DATA PROVIDED:

= = = =

PR #218, opened 2022-03-10
217: extend to_key such that leading digits are removed from aliased fields.

### LINKED ISSUE #217: Repeated MDU save causes duplicate comment list for 1d2DLinkFile field
Reported by @LisaWeijers in #211:
Alright, it took a while to get back to this because I'm both trying to test if this is robust & I'm working for the profile optimizer at the same time. But I think I figured some things out about some thing

I used this version:

- lists of numbers are saved with wrong seperators
--> probably fixed in PR https://github.com/Deltares/HYDROLIB-core/pull/212.

This works better! I can save a copy of an existing FM model, and the copy can be read by Hydrolib again. So partially solved. 

My intention (which is in hindsight, not the best approach, I found an neater alternative) was to do this:
BASE MODEL --> change a profile --> ITERATION 1 --> change a profile --> ITERATION 2 --> change a profile --> etc
This produced a new error. Here is a base code example that produces the bug:
```
old_mdu_path = r'c:\dhydro\20211102_Developers_tutorial_Hydrolib\code\data\model\moergestels_broek.mdu'
model_folder = Path("playground")

old_mdu = FMModel(Path(old_mdu_path))
mdu_1_path = Path(model_folder)/'test_1' / 'save_1.mdu'
old_mdu.save(mdu_1_path, recurse=True)

mdu_1 = FMModel(mdu_1_path)
mdu_2_path = Path(model_folder)/'test_2' / 'save_2.mdu'
mdu_1.save(mdu_2_path, recurse=True)

mdu_2 = FMModel(mdu_2_path)
print(mdu_2.show_tree())
```
This crashes at `mdu_1.save(mdu_2_path, recurse=True)` with the following output:

```
Traceback (most recent call last):
  File "C:\ProgramData\Anaconda3\envs\hydrolib_resave\lib\contextlib.py", line 131, in __exit__
    self.gen.throw(type, value, traceback)
  File "C:\ProgramData\Anaconda3\envs\hydrolib_resave\lib\site-packages\hydrolib\core\basemodel.py", line 484, in file_load_context
    yield file_loading_context
  File "C:\ProgramData\Anaconda3\envs\hydrolib_resave\lib\site-packages\hydrolib\core\basemodel.py", line 670, in save
    self._save_tree(context)
  File "C:\ProgramData\Anaconda3\envs\hydrolib_resave\lib\site-packages\hydrolib\core\basemodel.py", line 715, in _save_tree
    save_traverser.traverse(self, context)
  File "C:\ProgramData\Anaconda3\envs\hydrolib_resave\lib\site-packages\hydrolib\core\basemodel.py", line 240, in traverse
    acc = self._post_traverse_func(model, acc)  # type: ignore[arg-type]
  File "C:\ProgramData\Anaconda3\envs\hydrolib_resave\lib\site-packages\hydrolib\core\basemodel.py", line 706, in save_post
    model._save()
  File "C:\ProgramData\Anaconda3\envs\hydrolib_resave\lib\site-packages\hydrolib\core\basemodel.py", line 723, in _save
    self._serialize(self.dict())
  File "C:\ProgramData\Anaconda3\envs\hydrolib_resave\lib\site-packages\hydrolib\core\io\ini\models.py", line 190, in _serialize
    write_ini(self._resolved_filepath, self._to_document(), config=config)
  File "C:\ProgramData\Anaconda3\envs\hydrolib_resave\lib\site-packages\hydrolib\core\io\ini\models.py", line 184, in _to_document
    sections.append(value._to_section())
  File "C:\ProgramData\Anaconda3\envs\hydrolib_resave\lib\site-packages\hydrolib\core\io\ini\models.py", line 121, in _to_section
    prop = Property(
  File "C:\ProgramData\Anaconda3\envs\hydrolib_resave\lib\site-packages\hydrolib\core\basemodel.py", line 52, in __init__
    raise e
  File "C:\ProgramData\Anaconda3\envs\hydrolib_resave\lib\site-packages\hydrolib\core\basemodel.py", line 48, in __init__
    super().__init__(**data)
  File "pydantic\main.py", line 406, in pydantic.main.BaseModel.__init__
pydantic.error_wrappers.ValidationError: 1 validation error for Property
comment
  str type expected (type=type_error.str)
```
What it's trying to work with is this:
`{'key': '1d2dLinkFile', 'value': '', 'comment': ['File containing the custom parameterization of 1D-2D links.', 'File containing the custom parameterization of 1D-2D links.']}`
The value for comment is a list, which shouldn't happen, it should be a string. 

I can work around it for the profile optimizer, namely by always doing my changes on a base model, not on the previous iterations. But hopefully this report can help make hydrolib more robust ;) 

_Originally posted by @LisaWeijers in https://github.com/Deltares/HYDROLIB-core/issues/211#issuecomment-1048903690_

arthurvd:
Fixes #217.

### DIFF
--- a/hydrolib/core/utils.py
+++ b/hydrolib/core/utils.py
@@ -16,6 +16,37 @@ def example(a: float, b: float = 1.0) -> float:
 
 
 def to_key(string: str) -> str:
+    """
+    Construct a key name from a given field name.
+    The given field name may be a Pydantic Field alias, and the key name
+    is intended to be used as a BaseModel class member variable name.
+
+    Args:
+        string (str): input field name
+
+    """
+    # First replace any leading digits, because those are undesirable
+    # in variable names.
+    digitdict = {
+        "0": "zero",
+        "1": "one",
+        "2": "two",
+        "3": "three",
+        "4": "four",
+        "5": "five",
+        "6": "six",
+        "7": "seven",
+        "8": "eight",
+        "9": "nine",
+    }
+    m = re.search(r"^\d+", string)
+    if m:
+        digitstring = string[0 : m.end()]
+        for key, val in digitdict.items():
+            digitstring = digitstring.replace(key, val)
+        string = digitstring + string[m.end() :]
+
+    # Next, replace spaces and hyphens in the potential variable name.
     return string.lower().replace(" ", "_").replace("-", "")
 
 
--- a/hydrolib/core/utils.py
+++ b/hydrolib/core/utils.py
@@ -1,6 +1,6 @@
 from operator import eq, ge, gt, le, lt, ne
 from typing import Any, Callable, List, Optional
-
+import re
 
 def example(a: float, b: float = 1.0) -> float:
     """[summary]
--- a/hydrolib/core/utils.py
+++ b/hydrolib/core/utils.py
@@ -1,6 +1,7 @@
+import re
 from operator import eq, ge, gt, le, lt, ne
 from typing import Any, Callable, List, Optional
-import re
+
 
 def example(a: float, b: float = 1.0) -> float:
     """[summary]
--- a/hydrolib/core/io/mdu/models.py
+++ b/hydrolib/core/io/mdu/models.py
@@ -457,7 +457,7 @@ class Geometry(INIBasedModel):
     crossdeffile: Optional[CrossDefModel] = Field(None, alias="crossDefFile")
     crosslocfile: Optional[CrossLocModel] = Field(None, alias="crossLocFile")
     storagenodefile: Optional[StorageNodeModel] = Field(None, alias="storageNodeFile")
-    onedtwodlinkfile: Optional[Path] = Field(None, alias="1d2dLinkFile")
+    oned2dlinkfile: Optional[Path] = Field(None, alias="1d2dLinkFile")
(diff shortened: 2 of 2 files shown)


hydrolib/core/utils.py
```diff
@@ -16,6 +17,37 @@ def example(a: float, b: float = 1.0) -> float:
...
+    """
+    Construct a key name from a given field name.
+    The given field name may be a Pydantic Field alias, and the key name
+    is intended to be used as a BaseModel class member variable name.
+
+    Args:
+        string (str): input field name
+
+    """
+    # First replace any leading digits, because those are undesirable
```
evetion, line 29: Maybe replace all digits? Bit inconsistent to have oned2dfield? Would simplify the code underneath as well, removing all `re` parts. Or the more extreme and ugly alternative in the other direction, just replace 1 if it occurs, this probably only happens on the `1d2dlinkfile` field and no other fields contain a single `1`?

arthurvd: I did this originally, but changed plans, because a lot of class members then changed, such as:
`nonlin1d`, `teta0`, `uniffrictcoef1d`, etc., etc.
The trick is dirty enough by itself and only intended to avoid invalid Python variable names starting with digits. Beyond that, I don't want to fiddle to much with our model class fields.

PR #222, opened 2022-03-14
Use ModelField attributes to get the split list delimiter

evetion:
From the docs over at https://pydantic-docs.helpmanual.io/usage/validators/#pre-and-per-item-validators

```
you can also add any subset of the following arguments to the signature (the names must match):

    values: a dict containing the name-to-value mapping of any previously-validated fields
    config: the model config
    field: the field being validated. Type of object is pydantic.fields.ModelField.
    **kwargs: if provided, this will include the arguments above not explicitly listed in the signature
```


hydrolib/core/io/ini/util.py
```diff
@@ -25,9 +26,9 @@ def get_split_string_on_delimiter_validator(*field_name: str, delimiter: str = N
         the validator which splits strings on the provided delimiter.
     """
 
-    def split(v: Any):
+    def split(v: Any, field: ModelField):
         if isinstance(v, str):
-            v = v.split(delimiter)
+            v = v.split(field.field_info.extra.get("delimiter", delimiter))
```
arthurvd, line 31: This works well, when a Field explicitly has this attribute.
I tested this for class core.io.mdu.models.Geometry.frictfile, and indeed all tests under `test_basemodel.py/TestFileModel.test_save_and_load_maintains_correct_paths()` stay green.

However, when a field has no own delimiter, but relies on the its class'es default delimiter, then that class delimiter cannot be accessed by the validator (class is unknown/not passed), so parsing list values may be incorrect.

arthurvd (changes requested):
See comment about class level delimiters.

hydrolib/core/io/ini/util.py
evetion: You can also access the class here, but the question is more where to use/store this info. We now do it three times:
- A default for a class (" ")
- A delimiter passed in the creation of the validation function
- A delimiter set on the ModelField

In the above function the default for the class is not used, since all the `get_split_string_on_delimiter_validator` calls specify one.

evetion: Example for access to the class delimiter (but this ignores the delimiter passed with `get_split_string_on_delimiter_validator`)

```python
    def split(cls, v: Any, field: ModelField):
        if isinstance(v, str):
            v = v.split(
                field.field_info.extra.get(
                    "delimiter", cls.get_list_field_delimiter(field.name)
                )
            )
            v = [item.strip() for item in v if item != ""]
        return v

    return validator(*field_name, allow_reuse=True, pre=True)(split)
```

arthurvd: Great, didn't realize we could automatically turn this inner split function into a class method.
But, .. followup question: now that `cls` is available, the call `cls.get_list_field_delimiter(field.name)` already takes care of **both** the class field's own delimiter (if present) **and** the fallback to the class's own default. So, doesn't that mean that the whole `field.field_info.extra.get` is no longer necessary in the above code?

arthurvd: Done in commits below.

arthurvd (approved):

arthurvd:
@evetion : can you re-review my last 3 commits (in particular the 1st one)? I cannot assign you explicitly as a reviewer here...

= = = =

WHAT YOU HAVE TO DO: For the word "three", state the number of lines in the listing that contain it and nothing further.

FINISHED EXERCISE: 2